[Stored items]
┏━━

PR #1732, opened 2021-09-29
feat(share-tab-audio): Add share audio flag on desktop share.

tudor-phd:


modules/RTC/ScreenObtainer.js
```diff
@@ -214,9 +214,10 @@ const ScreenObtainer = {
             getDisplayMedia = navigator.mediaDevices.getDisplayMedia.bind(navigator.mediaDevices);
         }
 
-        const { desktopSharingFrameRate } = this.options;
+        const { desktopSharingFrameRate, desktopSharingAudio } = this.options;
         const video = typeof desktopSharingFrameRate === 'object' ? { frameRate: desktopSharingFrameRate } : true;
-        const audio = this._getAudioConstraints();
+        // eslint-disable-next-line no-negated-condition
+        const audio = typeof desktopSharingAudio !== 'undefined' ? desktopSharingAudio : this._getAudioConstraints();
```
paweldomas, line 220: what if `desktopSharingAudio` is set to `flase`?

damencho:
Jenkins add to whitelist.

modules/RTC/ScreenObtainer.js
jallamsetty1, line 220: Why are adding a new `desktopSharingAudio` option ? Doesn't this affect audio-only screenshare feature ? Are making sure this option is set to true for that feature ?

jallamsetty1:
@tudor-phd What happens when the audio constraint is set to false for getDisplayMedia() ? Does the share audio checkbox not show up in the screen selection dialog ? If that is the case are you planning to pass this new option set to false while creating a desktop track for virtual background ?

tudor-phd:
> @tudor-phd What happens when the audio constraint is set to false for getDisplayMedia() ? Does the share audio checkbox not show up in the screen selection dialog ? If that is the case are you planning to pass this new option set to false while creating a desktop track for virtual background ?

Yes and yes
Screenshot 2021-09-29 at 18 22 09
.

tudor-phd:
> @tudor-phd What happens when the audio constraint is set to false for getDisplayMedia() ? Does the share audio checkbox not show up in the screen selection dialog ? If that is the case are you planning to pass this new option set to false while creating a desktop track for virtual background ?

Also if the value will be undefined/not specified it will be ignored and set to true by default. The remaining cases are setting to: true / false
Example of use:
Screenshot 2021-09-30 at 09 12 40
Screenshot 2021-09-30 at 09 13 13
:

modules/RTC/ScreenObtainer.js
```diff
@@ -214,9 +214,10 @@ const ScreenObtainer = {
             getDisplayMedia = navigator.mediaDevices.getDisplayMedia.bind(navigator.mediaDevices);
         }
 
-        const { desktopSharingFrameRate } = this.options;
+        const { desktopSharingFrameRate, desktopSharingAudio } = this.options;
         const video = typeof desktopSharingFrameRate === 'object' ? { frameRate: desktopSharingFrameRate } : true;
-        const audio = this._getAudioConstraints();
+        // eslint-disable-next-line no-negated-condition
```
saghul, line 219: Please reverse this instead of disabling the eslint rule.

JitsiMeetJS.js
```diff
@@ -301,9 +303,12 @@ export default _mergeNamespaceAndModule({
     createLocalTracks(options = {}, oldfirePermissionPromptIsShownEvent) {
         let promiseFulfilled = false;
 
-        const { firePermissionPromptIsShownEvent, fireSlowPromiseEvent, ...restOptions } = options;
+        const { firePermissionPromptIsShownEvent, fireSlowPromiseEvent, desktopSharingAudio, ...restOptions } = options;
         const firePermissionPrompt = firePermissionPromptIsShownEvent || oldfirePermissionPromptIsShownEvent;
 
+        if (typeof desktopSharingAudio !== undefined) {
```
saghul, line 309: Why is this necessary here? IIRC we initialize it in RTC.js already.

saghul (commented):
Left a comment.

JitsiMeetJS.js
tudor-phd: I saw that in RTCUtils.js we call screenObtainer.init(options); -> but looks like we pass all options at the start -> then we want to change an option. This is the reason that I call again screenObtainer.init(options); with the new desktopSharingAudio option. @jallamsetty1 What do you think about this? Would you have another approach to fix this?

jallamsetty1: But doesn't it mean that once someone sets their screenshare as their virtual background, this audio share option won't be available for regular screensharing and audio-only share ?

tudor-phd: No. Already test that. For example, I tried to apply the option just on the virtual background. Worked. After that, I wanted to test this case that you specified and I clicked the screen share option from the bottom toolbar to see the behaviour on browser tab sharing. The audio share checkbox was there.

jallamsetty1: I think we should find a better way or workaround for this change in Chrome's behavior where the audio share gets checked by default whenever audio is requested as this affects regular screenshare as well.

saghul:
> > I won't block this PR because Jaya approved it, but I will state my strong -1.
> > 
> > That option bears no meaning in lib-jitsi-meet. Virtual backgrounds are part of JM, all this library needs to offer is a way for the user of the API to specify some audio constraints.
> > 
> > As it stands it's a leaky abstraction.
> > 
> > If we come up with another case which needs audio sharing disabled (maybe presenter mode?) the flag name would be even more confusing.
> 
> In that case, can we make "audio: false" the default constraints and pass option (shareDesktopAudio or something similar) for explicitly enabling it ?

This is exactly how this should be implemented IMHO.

┗━━
┏━━

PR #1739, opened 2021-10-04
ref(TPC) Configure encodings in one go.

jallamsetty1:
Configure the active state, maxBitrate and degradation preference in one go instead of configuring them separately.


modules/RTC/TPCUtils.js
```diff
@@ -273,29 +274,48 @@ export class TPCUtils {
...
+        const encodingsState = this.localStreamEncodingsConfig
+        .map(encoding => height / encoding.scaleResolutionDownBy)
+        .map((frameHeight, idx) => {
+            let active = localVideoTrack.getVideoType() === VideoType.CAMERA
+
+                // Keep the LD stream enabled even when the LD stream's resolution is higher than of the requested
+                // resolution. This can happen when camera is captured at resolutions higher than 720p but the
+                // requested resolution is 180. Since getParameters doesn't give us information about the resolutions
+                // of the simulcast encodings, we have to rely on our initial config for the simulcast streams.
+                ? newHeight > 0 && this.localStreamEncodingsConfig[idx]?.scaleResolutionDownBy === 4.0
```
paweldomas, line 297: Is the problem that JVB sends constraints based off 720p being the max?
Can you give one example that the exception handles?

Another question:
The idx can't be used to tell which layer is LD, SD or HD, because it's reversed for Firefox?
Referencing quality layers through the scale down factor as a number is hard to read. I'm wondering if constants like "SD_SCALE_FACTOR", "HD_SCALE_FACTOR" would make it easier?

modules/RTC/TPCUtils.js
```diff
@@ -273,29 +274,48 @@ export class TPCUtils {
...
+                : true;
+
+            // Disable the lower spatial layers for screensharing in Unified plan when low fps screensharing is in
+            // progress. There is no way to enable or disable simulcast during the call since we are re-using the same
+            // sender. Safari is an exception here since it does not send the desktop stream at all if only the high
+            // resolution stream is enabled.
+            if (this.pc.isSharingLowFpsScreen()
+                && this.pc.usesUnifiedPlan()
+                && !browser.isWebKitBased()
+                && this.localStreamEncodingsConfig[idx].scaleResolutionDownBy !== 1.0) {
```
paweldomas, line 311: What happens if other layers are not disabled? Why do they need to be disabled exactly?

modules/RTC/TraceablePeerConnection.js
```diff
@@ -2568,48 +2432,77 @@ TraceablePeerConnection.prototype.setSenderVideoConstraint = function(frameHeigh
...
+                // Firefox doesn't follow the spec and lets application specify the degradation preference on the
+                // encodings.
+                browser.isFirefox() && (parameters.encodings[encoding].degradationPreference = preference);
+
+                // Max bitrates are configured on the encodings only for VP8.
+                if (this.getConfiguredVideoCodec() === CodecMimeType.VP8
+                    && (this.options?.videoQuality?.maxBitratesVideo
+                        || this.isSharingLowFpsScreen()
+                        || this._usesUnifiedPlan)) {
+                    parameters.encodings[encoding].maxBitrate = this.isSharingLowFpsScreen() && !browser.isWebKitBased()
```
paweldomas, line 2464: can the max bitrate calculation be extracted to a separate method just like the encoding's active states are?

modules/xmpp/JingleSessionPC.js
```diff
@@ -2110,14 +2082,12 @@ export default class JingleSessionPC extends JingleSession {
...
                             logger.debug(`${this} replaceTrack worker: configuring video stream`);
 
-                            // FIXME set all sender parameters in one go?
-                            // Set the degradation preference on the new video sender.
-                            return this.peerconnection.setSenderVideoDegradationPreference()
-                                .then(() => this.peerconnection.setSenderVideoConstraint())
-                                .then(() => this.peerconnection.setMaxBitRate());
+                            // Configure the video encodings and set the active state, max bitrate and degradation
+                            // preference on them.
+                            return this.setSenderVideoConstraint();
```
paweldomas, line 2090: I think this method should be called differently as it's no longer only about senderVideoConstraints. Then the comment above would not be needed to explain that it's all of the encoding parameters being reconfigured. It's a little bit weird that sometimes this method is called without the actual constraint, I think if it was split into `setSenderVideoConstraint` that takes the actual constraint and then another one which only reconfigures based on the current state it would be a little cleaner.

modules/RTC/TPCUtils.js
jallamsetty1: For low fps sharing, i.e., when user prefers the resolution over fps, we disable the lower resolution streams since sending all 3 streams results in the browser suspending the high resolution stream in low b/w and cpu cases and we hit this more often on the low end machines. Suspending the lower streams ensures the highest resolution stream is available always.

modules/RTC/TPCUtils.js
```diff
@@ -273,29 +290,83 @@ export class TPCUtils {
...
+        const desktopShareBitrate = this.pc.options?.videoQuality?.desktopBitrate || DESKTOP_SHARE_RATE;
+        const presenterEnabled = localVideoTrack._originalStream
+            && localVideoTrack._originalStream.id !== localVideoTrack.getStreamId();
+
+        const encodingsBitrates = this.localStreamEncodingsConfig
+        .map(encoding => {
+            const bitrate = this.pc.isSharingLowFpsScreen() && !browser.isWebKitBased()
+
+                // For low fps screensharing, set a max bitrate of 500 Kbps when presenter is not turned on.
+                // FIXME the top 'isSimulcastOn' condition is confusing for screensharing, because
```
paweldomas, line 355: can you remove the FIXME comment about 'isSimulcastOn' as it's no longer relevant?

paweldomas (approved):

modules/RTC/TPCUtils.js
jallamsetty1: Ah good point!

┗━━
┏━━

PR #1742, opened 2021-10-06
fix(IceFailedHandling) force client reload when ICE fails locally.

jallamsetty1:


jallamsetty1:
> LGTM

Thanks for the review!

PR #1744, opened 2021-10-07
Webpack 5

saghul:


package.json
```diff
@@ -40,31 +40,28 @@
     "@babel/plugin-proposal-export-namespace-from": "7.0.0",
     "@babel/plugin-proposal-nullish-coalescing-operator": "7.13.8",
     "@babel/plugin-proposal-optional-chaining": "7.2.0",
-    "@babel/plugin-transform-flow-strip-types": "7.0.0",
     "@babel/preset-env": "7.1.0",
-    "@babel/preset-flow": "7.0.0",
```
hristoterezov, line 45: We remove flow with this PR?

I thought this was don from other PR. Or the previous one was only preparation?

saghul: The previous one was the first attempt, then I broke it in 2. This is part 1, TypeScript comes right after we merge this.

┗━━

— WHAT YOU NEED TO DO —
Show the lines where the word "available" appears in the entries.

— EXERCISE OUTPUT —
jallamsetty1: But doesn't it mean that once someone sets their screenshare as their virtual background, this audio share option won't be available for regular screensharing and audio-only share ?
jallamsetty1: For low fps sharing, i.e., when user prefers the resolution over fps, we disable the lower resolution streams since sending all 3 streams results in the browser suspending the high resolution stream in low b/w and cpu cases and we hit this more often on the low end machines. Suspending the lower streams ensures the highest resolution stream is available always.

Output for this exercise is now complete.